Case study 3: Document retrieval
The third case study it’s about a document retrieval task. From a huge collection of articles and books (dataset) the system could recommend, the challenge is to use machine learning to indicate those readings more interesting to a specific person. In this case, the ML model tries to find structure in the dataset based on groups of related articles (e.g. sports, world news, entertainment, science, etc.). By finding this structure and annotating the corpus (the collection of documents) then the machine can use the labels to build a document retrieval engine. And if a reader is currently reading some article about world news and wants to retrieve another one, then, aware of its label, he or she knows which type of category to keep searching over. This type of approach is called clustering.

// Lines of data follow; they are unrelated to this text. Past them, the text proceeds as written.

PR #907, opened 2021-08-23
WPSEO: Use dynamic permalinks

### LINKED ISSUE #882: wpseo schema wrong url
## Prerequisites

1.Install polylang pro and wpseo last version and yoast test plugin
2.setup multilanguages with different domain (but maybe happen also with subdir conf)
3. monitor schema url

When I follow those steps, "sometimes" schema url of domain are wrong. It happen ONLY for item that are stored in indexable tables of yoast (recently intrduced), if I reset indexable tables (using yoast test plugin) they fix, but randomly they still appear wrong (maybe because putted in indexable tables from some async process) 

I was expecting the right schema url based on post languages

Chouby:
I luckily discovered the filter `wpseo_dynamic_permalinks_enabled` introduced in Yoast SEO 15.1. This is more or less what I asked for just before the indexables were introduced in the version 14.0.

This PR asks Yoast SEO to use dynamic permalinks. Overriding them should thus not be useful anymore. Hopefully using this filter should fix all permalinks issues once for all.

Unfortunately Yoast SEO doesn't honor the filter for breadcrumb links, so we still need to override them.

Moreover more tests demonstrate a bug for the static front page and blog page breadcrumbs which are also fixed by this PR.

Fixes #882 
Fixes https://github.com/polylang/polylang-pro/issues/1039

### DIFF
--- a/integrations/wpseo/wpseo.php
+++ b/integrations/wpseo/wpseo.php
@@ -423,6 +423,10 @@ class PLL_WPSEO {
 				$breadcrumb_title = $breadcrumb_title ? $breadcrumb_title : $indexable->breadcrumb_title; // The option may be empty.
 				$indexable->breadcrumb_title = pll__( $breadcrumb_title );
 			}
+
+			if ( 'term' === $indexable->object_type && pll_is_translated_taxonomy( $indexable->object_sub_type ) ) {
+				$indexable->permalink = get_term_link( $indexable->object_id );
+			}
 		}
 
 		return $indexables;
--- a/integrations/wpseo/wpseo.php
+++ b/integrations/wpseo/wpseo.php
@@ -17,6 +17,7 @@ class PLL_WPSEO {
 	 */
 	public function init() {
 		add_action( 'wp_loaded', array( $this, 'wpseo_translate_options' ) );
+		add_filter( 'wpseo_dynamic_permalinks_enabled', '__return_true', 999 );
 
 		if ( PLL() instanceof PLL_Frontend ) {
 			// Filters sitemap queries to remove inactive language or to get
@@ -366,7 +367,6 @@ class PLL_WPSEO {
 	public function frontend_presentation( $presentation ) {
 		switch ( $presentation->model->object_type ) {
 			case 'home-page':
-				$presentation->model->permalink = pll_home_url();
 				$presentation->model->title = WPSEO_Options::get( 'title-home-wpseo' );
 				$presentation->model->description = WPSEO_Options::get( 'metadesc-home-wpseo' );
 				$presentation->model->open_graph_title = WPSEO_Options::get( 'og_frontpage_title' );
@@ -375,14 +375,9 @@ class PLL_WPSEO {
 
 			case 'post-type-archive':
 				if ( pll_is_translated_post_type( $presentation->model->object_sub_type ) ) {
-					$presentation->model->permalink = get_post_type_archive_link( $presentation->model->object_sub_type );
 					$presentation->model->title = WPSEO_Options::get( 'title-ptarchive-' . $presentation->model->object_sub_type );
 					$presentation->model->description = WPSEO_Options::get( 'metadesc-ptarchive-' . $presentation->model->object_sub_type );
 				}
-				break;
-
-			case 'user':
-				$presentation->model->permalink = get_author_posts_url( $presentation->model->object_id );
 				break;
 
 			case 'system-page':
--- a/integrations/wpseo/wpseo.php
+++ b/integrations/wpseo/wpseo.php
@@ -407,24 +407,18 @@ class PLL_WPSEO {
 	 */
 	public function breadcrumb_indexables( $indexables ) {
 		foreach ( $indexables as &$indexable ) {
-			// Handles both when the front page displays the list of posts or a static page.
 			if ( 'home-page' === $indexable->object_type || ( 'post' === $indexable->object_type && 'page' === $indexable->object_sub_type && get_option( 'page_on_front' ) === $indexable->object_id ) ) {
+				// Handles both when the front page displays the list of posts or a static page.
 				$indexable->permalink = pll_home_url();
 				$indexable->breadcrumb_title = pll__( WPSEO_Options::get( 'breadcrumbs-home' ) );
-			}
-
-			if ( 'post' === $indexable->object_type && 'page' === $indexable->object_sub_type && get_option( 'page_for_posts' ) === $indexable->object_id ) {
+			} elseif ( 'post' === $indexable->object_type && 'page' === $indexable->object_sub_type && get_option( 'page_for_posts' ) === $indexable->object_id ) {
 				$indexable->permalink = get_permalink( $indexable->object_id );
-			}
-
-			if ( 'post-type-archive' === $indexable->object_type && pll_is_translated_post_type( $indexable->object_sub_type ) ) {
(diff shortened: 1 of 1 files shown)


integrations/wpseo/wpseo.php
```diff
@@ -401,29 +396,36 @@ public function frontend_presentation( $presentation ) {
...
+			if ( 'post' === $indexable->object_type && 'page' === $indexable->object_sub_type && get_option( 'page_for_posts' ) === $indexable->object_id ) {
+				$indexable->permalink = get_permalink( $indexable->object_id );
+			}
+
+			if ( 'post-type-archive' === $indexable->object_type && pll_is_translated_post_type( $indexable->object_sub_type ) ) {
+				$indexable->permalink = get_post_type_archive_link( $indexable->object_sub_type );
+				$breadcrumb_title = WPSEO_Options::get( 'bctitle-ptarchive-' . $indexable->object_sub_type );
+				$breadcrumb_title = $breadcrumb_title ? $breadcrumb_title : $indexable->breadcrumb_title; // The option may be empty.
+				$indexable->breadcrumb_title = pll__( $breadcrumb_title );
+			}
```
Screenfeed, line 425: I'd suggest to use `break` at the end of each `if` statement, like this:
```suggestion
			if ( 'home-page' === $indexable->object_type || ( 'post' === $indexable->object_type && 'page' === $indexable->object_sub_type && get_option( 'page_on_front' ) === $indexable->object_id ) ) {
				$indexable->permalink = pll_home_url();
				$indexable->breadcrumb_title = pll__( WPSEO_Options::get( 'breadcrumbs-home' ) );
				break;
			}

			if ( 'post' === $indexable->object_type && 'page' === $indexable->object_sub_type && get_option( 'page_for_posts' ) === $indexable->object_id ) {
				$indexable->permalink = get_permalink( $indexable->object_id );
				break;
			}

			if ( 'post-type-archive' === $indexable->object_type && pll_is_translated_post_type( $indexable->object_sub_type ) ) {
				$indexable->permalink = get_post_type_archive_link( $indexable->object_sub_type );
				$breadcrumb_title = WPSEO_Options::get( 'bctitle-ptarchive-' . $indexable->object_sub_type );
				$breadcrumb_title = $breadcrumb_title ? $breadcrumb_title : $indexable->breadcrumb_title; // The option may be empty.
				$indexable->breadcrumb_title = pll__( $breadcrumb_title );
				break;
			}
```

integrations/wpseo/wpseo.php
```diff
@@ -401,29 +396,36 @@ public function frontend_presentation( $presentation ) {
...
+
+			if ( 'term' === $indexable->object_type && pll_is_translated_taxonomy( $indexable->object_sub_type ) ) {
+				$indexable->permalink = get_term_link( $indexable->object_id );
 			}
```
Screenfeed, line 429: What about the other cases, don't we need to do something? I see there are at least 3 other cases: `'system-page'` (404 and search results), `'user'`, and `'date-archive'`.

integrations/wpseo/wpseo.php
Chouby: I don't believe that we should break the loop, as we may have, for example, a link to the homepage and a link to a CPT archive in the same breadcrumb. Adding `continue` instead may be a slight optimzation to avoid further tests.

Screenfeed: You're right, that's what I wanted to do. Monday morning after holidays... 😑

integrations/wpseo/wpseo.php
Chouby: 'system-page' , 'user', and 'date-archive' should not appear as links in breadcrumbs. At least @Chrystll and I did not find options to add them (as we have for CPT archives or taxonomies).

Screenfeed (approved):

integrations/wpseo/wpseo.php
Chouby: I am proposing two optimizations.
1. The first one uses `elseif` instead of `continue` initially proposed, allowing to decrease teh number of tests in some cases.
```php
	public function breadcrumb_indexables( $indexables ) {
		foreach ( $indexables as &$indexable ) {
			// Handles both when the front page displays the list of posts or a static page.
			if ( 'home-page' === $indexable->object_type || ( 'post' === $indexable->object_type && 'page' === $indexable->object_sub_type && get_option( 'page_on_front' ) === $indexable->object_id ) ) {
				$indexable->permalink = pll_home_url();
				$indexable->breadcrumb_title = pll__( WPSEO_Options::get( 'breadcrumbs-home' ) );
			}

			elseif ( 'post' === $indexable->object_type && 'page' === $indexable->object_sub_type && get_option( 'page_for_posts' ) === $indexable->object_id ) {
				$indexable->permalink = get_permalink( $indexable->object_id );
			}

			elseif ( 'post-type-archive' === $indexable->object_type && pll_is_translated_post_type( $indexable->object_sub_type ) ) {
				$indexable->permalink = get_post_type_archive_link( $indexable->object_sub_type );
				$breadcrumb_title = WPSEO_Options::get( 'bctitle-ptarchive-' . $indexable->object_sub_type );
				$breadcrumb_title = $breadcrumb_title ? $breadcrumb_title : $indexable->breadcrumb_title; // The option may be empty.
				$indexable->breadcrumb_title = pll__( $breadcrumb_title );
			}

			elseif ( 'term' === $indexable->object_type && pll_is_translated_taxonomy( $indexable->object_sub_type ) ) {
				$indexable->permalink = get_term_link( $indexable->object_id );
			}
		}

		return $indexables;
	}
```
2. The second one returns to a `switch` as in the current version and is maybe the solution with the smallest number of tests. This comes with some price for the readability.
```php
	public function breadcrumb_indexables( $indexables ) {
		foreach ( $indexables as &$indexable ) {
			switch ( $indexable->object_type ) {
				case 'post':
					if ( 'page' !== $indexable->object_sub_type ) {
						break;
					}
					if ( get_option( 'page_for_posts' ) === $indexable->object_id ) {
						$indexable->permalink = get_permalink( $indexable->object_id );
						break;
					}
					if ( get_option( 'page_on_front' ) !== $indexable->object_id ) {
						break;
					}
					// Intentionally no break here as we are handling a front page (displaying posts).
				case 'home-page':
					$indexable->permalink = pll_home_url();
					$indexable->breadcrumb_title = pll__( WPSEO_Options::get( 'breadcrumbs-home' ) );
					break;
				case 'post-type-archive':
					if ( pll_is_translated_post_type( $indexable->object_sub_type ) ) {
						$indexable->permalink = get_post_type_archive_link( $indexable->object_sub_type );
						$breadcrumb_title = WPSEO_Options::get( 'bctitle-ptarchive-' . $indexable->object_sub_type );
						$breadcrumb_title = $breadcrumb_title ? $breadcrumb_title : $indexable->breadcrumb_title; // The option may be empty.
						$indexable->breadcrumb_title = pll__( $breadcrumb_title );
					}
					break;
				case 'term':
					if ( pll_is_translated_taxonomy( $indexable->object_sub_type ) ) {
						$indexable->permalink = get_term_link( $indexable->object_id );
					}
					break;
			}
		}

		return $indexables;
	}
```
What do you think?

Screenfeed: Even if I like `switch/case` statements in general, I don't think it's the right tool to use here, it decreases readability for the `'post'` case indeed.
Personally I prefer the first choice with `if/elseif`.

Case study 4: Product recommendation
The fourth case study addresses an approach called collaborative filtering that’s had a lot of impact in many domains in the last decade. Specifically, the task is to build a product recommendation applications, where the ML model gets to know the costumer’s past purchases and tries to use those to recommend some set of other products the customer might be interested in purchasing. The relation the model tries to understand to make the recommendation is on the products the consumer bought before and what he or she is likely to buy in the future. And to learn this relation the model looks at the purchase histories of a lot of past customers and possibly features of those customers (e.g. age, genre, family role, location …).
Case study 5: Visual product recommender
The last case study is about a visual product recommender. The concept idea is pretty much like the latter example. The task here is also a recommendation application, but the ML model learns from visual features of an image and the outcome is also an image. Here, the data is an input image (e.g. black shoe, black boot, high heel, running shoe or some other shoe) chosen by a user on a browser. And the goal of the application is to retrieve a set of images of shoes visually similar to the input image. The model does so by learning visual relations between different shoes. Usually, these models are trained on a specific kind of architecture called Convolutional Neural Network (CNN). In CNN architecture, every layer of the neural network provides more and more descriptive features. The first layer is supposed to just detect features like different edges. By the second layer, the model begins to detect corners and more complex features. And as we go deeper and deeper in these layers, we can observe more intricate visual features arising.